The posterior cervical triangle of the neck is located in the lateral aspect of the neck in direct continuity with the upper limb. It is bordered anteriorly by the posterior edge of the sternocleidomastoid muscle, posteriorly by the anterior edge of the trapezius muscle, and inferiorly by the middle third of the clavicle. Its apex is the occipital bone, just posterior to the mastoid process where attachments of the trapezius and sternocleidomastoid converge. About 2.5 cm above the clavicle, it is crossed by the inferior belly of the omohyoid muscle, which divides the posterior triangle into the occipital and supraclavicular triangles.

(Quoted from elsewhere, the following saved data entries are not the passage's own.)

PR #239, opened 2017-01-27
Fixes due to changes in Poky

kacf:


kacf:
@bboozzoo: What do you think about the "Adapt bitbake_path..." patch? It's maybe a bit hacky, but on the other hand provides a very smooth and reusable solution.

kacf:
The same recipe will also be used from the jenkins scripts in order to locate the mender-artifact tool.

PR #469, opened 2018-01-27
Misc Changes from recent Dragonboard port 

drewmoseley:

PR #474, opened 2018-02-13
More misc changes for master branch

drewmoseley:
A couple of (hopefully) simpler changes than those in #469 to get merged easier.


drewmoseley:
This will depend on https://github.com/mendersoftware/meta-mender/pull/473

drewmoseley:
I rebased and cleaned up the comment for the commit adding the extra symlink so as far as I can tell this is ready to go.  I'll monitor for CI issues.

kacf:
Yep, Raspberry Pi is broken probably due to master branch mismatch. We'll fix this later. Hence we are only seeing unrelated and expected failures here. Merging.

All major nerves that innervate the upper limb originate from the brachial plexus, a somatic plexus that begins in the neck and passes laterally and inferiorly over the first rib into the axilla. Medially to laterally, it is composed of roots, trunks, divisions, and cords. The roots are formed by the anterior rami of C5 to C8 and most of T1. The roots and trunks enter the posterior triangle of the neck by passing between the anterior and middle scalene muscles and lie superior and posterior to the subclavian artery. The proximal parts of the brachial plexus are posterior to the subclavian artery in the neck, whereas more distal regions of the plexus surround the axillary artery (Fig. 30-2).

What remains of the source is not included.